New Delhi: You won’t see this on the evening news. Not because it isn’t happening, but because it’s happening behind bedroom doors, in hostel rooms in Kota, in PG accommodations across metropolitan cities. While American teenagers struggle with Instagram filters and college stress, Indian youth are trapped in something far darker, and we’re barely talking about it.

A 19-year-old cleared NEET with a 1475th rank. AIIMS Gorakhpur was waiting. His entire family celebrated. Then he was found hanging from the ceiling. His suicide note read: “I don’t want to be a doctor. I want to do business.”

He didn’t fail. He succeeded. And success killed him.

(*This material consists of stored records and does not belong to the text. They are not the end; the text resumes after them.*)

PR #2973, opened 2017-11-23
Move from crontabs to APScheduler. Fixes #2946.

### LINKED ISSUE #2946: Migrate crontabs to APScheduler

glogiotatidis:


kitsune/settings.py
```diff
@@ -1021,3 +1021,40 @@ def read_only_mode(env):
         'environment': config('SENTRY_ENVIRONMENT', default=''),
     }
 }
+
+# Dead Man Snitches
```
pmac: That is a whole lotta snitches... We need to find another way to monitor things like this. We just have too many.

pmac:
Also needs a manual rebase.

Issue #2916, opened 2017-09-15
[Bug 1386808] Shutdown Army of Awesome


bensternthal:
Tracking the shutdown of Army of Awesome.

https://bugzilla.mozilla.org/show_bug.cgi?id=1386808

PR #3020, opened 2018-01-18
Remove links and Cron jobs related to Customer Care (Army of Awesome)

glogiotatidis:
I started removing the related cron jobs to reduce the amount of things we have to babysit in AWS and while I's at it I removed the links to AoA (Army of Awesome).

Removing the code entirely is bit more involved are there're references all over the place.

See also #2916


glogiotatidis:
Thanks!

PR #3032, opened 2018-01-29
Fix #3023: Add liveness and readiness URLs

### LINKED ISSUE #3023: Add liveness and readiness endpoints
Add `/healthz/` and `/readiness/` to check the health of the app and it's ability to serve traffic. 

Needed for the k8s deployment.

See also mdn's example https://github.com/mozilla/kuma/blob/master/kuma/health/views.py

pmac:


kitsune/sumo/views.py
```diff
@@ -26,11 +27,54 @@
...
 
 
+# copied from
+# https://github.com/mozilla/kuma/blob/master/kuma/health/views.py
+@require_safe
+def liveness(request):
+    """
+    A successful response from this endpoint simply proves
+    that Django is up and running. It doesn't mean that its
+    supporting services (like MySQL, memcached, Celery) can
```
metadave: This comment can be updated for SUMO

kitsune/sumo/views.py
```diff
@@ -26,11 +27,54 @@
...
+    supporting services (like MySQL, Redis, Celery) can
+    be successfully used from within this service.
+    """
+    return HttpResponse(status=204)
+
+
+# copied from
+# https://github.com/mozilla/kuma/blob/master/kuma/health/views.py
+@require_safe
+@cache_page(10)
```
safwanrahman: I believe this endpoint should not be cached. If cached for 10 seconds, the endpoint will not hit the DB for 10 seconds.

pmac: The health checks will be more than 10s apart, and this is an extra check to make sure the cache is working (as mentioned in the doc string).

glogiotatidis:
Thanks!

PR #3033, opened 2018-01-30
Fix rtfd requirements.

glogiotatidis:


glogiotatidis:
Tested and works https://kitsune.readthedocs.io/en/fix-rtfd/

This isn’t an outlier. This is the new normal.

Kota in 2025: 10 student suicides so far. Last year, 19 cases. The year before, 29. These are reported numbers.

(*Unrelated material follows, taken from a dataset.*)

PR #3036, opened 2018-01-30
Fix #2998: Add host enforcement middleware

### LINKED ISSUE #2998: Redirect support.mozilla.com to support.mozilla.org

pmac:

In Lucknow, a 13-year-old boy died while playing Free Fire. In Madurai, a 17-year-old gaming addict broke his phone, jumped from a building, and texted a friend: “Take care of my parents.”

Here’s what terrifies psychiatrists most: the thousands of teenagers right now, at this moment, sitting in dark rooms, playing games until 3 AM, their eyes bloodshot, their minds slowly breaking, and nobody’s stopping them.

Internet Gaming Disorder affects 3.5 per cent of Indian school children. Among late adolescents aged 18-21, it’s 8 per cent for boys, 3 per cent for girls. But the prevalence is climbing.

A 19-year-old in Hyderabad lost 40 lakh rupees on cricket betting apps. His family borrowed money. His friends loaned cash. Within six months, he was buried in debt. He spent months in rehabilitation. Within weeks of leaving, he relapsed. That’s not recovery. That’s a trap.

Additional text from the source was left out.